PARLIAMENTS are certainly not the only work environments rife with sexual harassment and assault. The wave of disclosures in response to the revelations about Harvey Weinstein has crashed over theatre, television, journalism, and financial services, with plenty of other dominos yet to fall.

High-profile perpetrators and accusers have been the focus of much media attention, but harassment is also ubiquitous in those sectors of the economy with more precarious employment and where female workers are clustered.

Parliaments, though, have many of the risk factors that enable sexual harassers to operate with impunity. They are male-dominated, with women numerically and culturally outgunned. They bring together older figures of national significance with the young, keen and inexperienced. The daily currency is loyalty, and parties are not above applying pressure to extract it.

Holyrood is not as hard-drinking as Westminster, but there are still plenty of evening receptions, nights in the pub after days on the campaign doorstep, and late-night drinks in bars around the Parliament. Alcohol doesn’t cause sexual harassment or assault, but it is used by perpetrators as self-justification, throwing a sticky cloak of confusion over situations that are already confusing for their victims.

Women in all walks of life suspect that blowing the whistle on sexual harassment is likely to be embarrassing, self-defeating, and isolating.

Young researchers in political parties can add to that their knowledge that there are literally tens of other party activists who would replace them in a heartbeat.

Sexual harassment is inextricably bound up in the sexism that permeates politics. It is a product of the same world view that manifests in the disproportionate scrutiny of female politicians’ shoes and fertility.

It draws a circle around the boys’ club and puts women on the outside. It says to its victims that neither their brains, diligence, savvy, nor physical autonomy holds any interest to their harasser. It maintains a world in which men make the decisions and women are merely acted upon.

Drawing a line under sexual harassment in politics will be no easy task, not least because Holyrood and Westminster are both slightly constrained in getting a grip on sexual harassment by their own structures.

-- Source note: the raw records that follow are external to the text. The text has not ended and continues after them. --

PR #1637, opened 2016-10-10
Fix chart crash when dataSets is an empty array.

raudabaugh:
Swift 2.3 version of #1558

### DIFF
--- a/Charts/Classes/Renderers/AxisRendererBase.swift
+++ b/Charts/Classes/Renderers/AxisRendererBase.swift
@@ -103,18 +103,14 @@ public class AxisRendererBase: Renderer
         let labelCount = axis.labelCount
         let range = abs(yMax - yMin)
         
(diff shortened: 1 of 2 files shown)


petester42:
Thanks. I'll check it out when I have time.

petester42:
Oh wait! This is for charts 3.0? We are not going to support 2.3 for that.

raudabaugh:
Oh, that's unfortunate news. I guess I'll have to migrate my project to Swift 3 sooner. Assuming there are other folks like me who made the move to Charts 3.0 before moving to Swift 3, maybe it would be a good idea to keep a semi-active (albeit unsupported) Chart3.0-Swift2.3 branch on this repo for a little while.

petester42:
Charts 3.0 is not even released yet so it makes no sense to support an older version. You can use charts 2.3 if you need swift 2.3 support.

Members of Parliament are not employees and may have no contractual or employment relationship with their party’s researchers, with journalists, or with activists.

Constituency offices function as small enterprises, with staff working together outside the direct observation of the central party machinery.

Parties can remove the whip from elected members but can only deselect them and not force them to stand down. The electorate in Scotland and in the UK cannot recall its representatives and force them out by choosing someone else at the ballot box.

Many women working in and around politics have, over the last week, publicly catalogued their experience of serial sexual harassment. Most did not report their experiences to a higher authority, and a large proportion have said that they did not know to whom such incidents could usefully be relayed.

The lack of any kind of accountability mechanism or redress procedure has led women to set up whisper networks, now based on messaging services like WhatsApp, to share warnings about harassers.

Holyrood and Westminster both need to think creatively about the types of structures and processes that would enable women and men to be confident in reporting harassment.

However, even the most robust mechanisms for gathering, investigating, and acting on complaints will not eradicate sexual harassment. This is because it, like other forms of violence against women, is both a cause and consequence of women’s inequality. To banish sexual harassment from our parliaments, and end the chilling effect that it has on women’s participation in politics, we need to stamp out sexism.

Our parliaments, along with political parties and media outlets and all of the other actors that shape parliamentary culture, need to play their part in bringing about women’s equality. Having women around the table as equal participants is key to that, and I am proud to be part of the Women 50:50 campaign working towards a gender-balanced chamber.

Women need to be nominated to join the all-male Scottish Parliamentary Corporate Body, where conversations about the running of the Parliament itself happen. This normalisation of women’s leadership and valuing of our perspective is vital if the Parliament is to be a place where those women who want to be part of shaping our nation’s laws, policy, and regulation can enjoy rewarding work free from harassment.